From the entries below, gather every line containing the string "good".

====== Extracted records ======

PR #1207, opened 2023-06-12
Adjust MEI- Basic customization to use att.duration.log for rest

lpugin:
This PR adjusts `att.rest.log` in MEI-Basic to use `att.duration.log` instead of `att.restduration.log`. 

The reason for this change is that `att.restduration.log` is meaningless in MEI-Basic since it exists essentially to allow for additional rest durations in mensural notation which are not available in MEI-Basic.

The change in the customization yields no modification to the resulting MEI-Basic schema and is only intended to simplify handling of rests with code generated directly from the MEI-Basic ODD.

### DIFF
--- a/customizations/mei-basic.xml
+++ b/customizations/mei-basic.xml
@@ -53,7 +53,7 @@
             <change n="2" when="2019-10-26" who="#JK">
                 <desc>Revisions following the discussions on GitHub, and at the Nashville Hackathon.</desc>
             </change>
-            <change n="3" when="2023-05-24" who="#LP">
+            <change n="3" when="2023-06-12" who="#LP">
                 <desc>Revisions at the MEI Developers Conference, Charlottesville.</desc>
             </change>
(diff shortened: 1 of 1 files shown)


customizations/mei-basic.xml
```diff
@@ -53,7 +53,7 @@
             <change n="2" when="2019-10-26" who="#JK">
                 <desc>Revisions following the discussions on GitHub, and at the Nashville Hackathon.</desc>
             </change>
-            <change n="3" when="2023-05-24" who="#LP">
+            <change n="3" when="2023-06-12" who="#LP">
```
rettinghaus: No need to update this here. If you want the changes to have a common entry, it should be:
```suggestion
            <change n="3" from="2023-05-24" to="2023-06-12" who="#LP">
```

rettinghaus (approved):
Thanks!

bwbohl (approved):

PR #1208, opened 2023-06-13
Add `ending` to MEI-Basic

lpugin:
The PR adds `<ending>` element to MEI-Basic. It is currently missing, probably because it has been overlooked at some point.

I did not think this change needed preliminary discussions since it is a quite common feature in CWMN. Please say so if you think it does need to be discussed.


kepper (approved):
sure! good catch 👍

rettinghaus (approved):

bwbohl (approved):

Issue #1194, opened 2023-06-02
Harmonize naming scheme for data types and attribute classes


bwbohl:
As surfaced in #1173 the naming scheme of data types could be harmonized.

>he general pattern for datatypes is data.UPPERCASE.lowercase. The 3rd part of the name functions as a qualifier, sometimes by repertoire, sometimes signifying membership in a higher order class, sometimes for distinction between two similarly named datatypes that couldn't be differentiated by name alone.

>The exceptions to this that I could find with a quick visual scan are data.OCTAVE.DIS, which I would rename to data.OCTAVEDIS, and data.PERCENT.LIMITED and data.PERCENT.LIMITED.SIGNED, which can be renamed to data.PERCENT.limited and data.PERCENT.limited.signed (or data.PERCENT.limitedsigned), respectively. It would be good to search for other exceptions with a regex.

======

--- Result of this task ---
sure! good catch 👍
>The exceptions to this that I could find with a quick visual scan are data.OCTAVE.DIS, which I would rename to data.OCTAVEDIS, and data.PERCENT.LIMITED and data.PERCENT.LIMITED.SIGNED, which can be renamed to data.PERCENT.limited and data.PERCENT.limited.signed (or data.PERCENT.limitedsigned), respectively. It would be good to search for other exceptions with a regex.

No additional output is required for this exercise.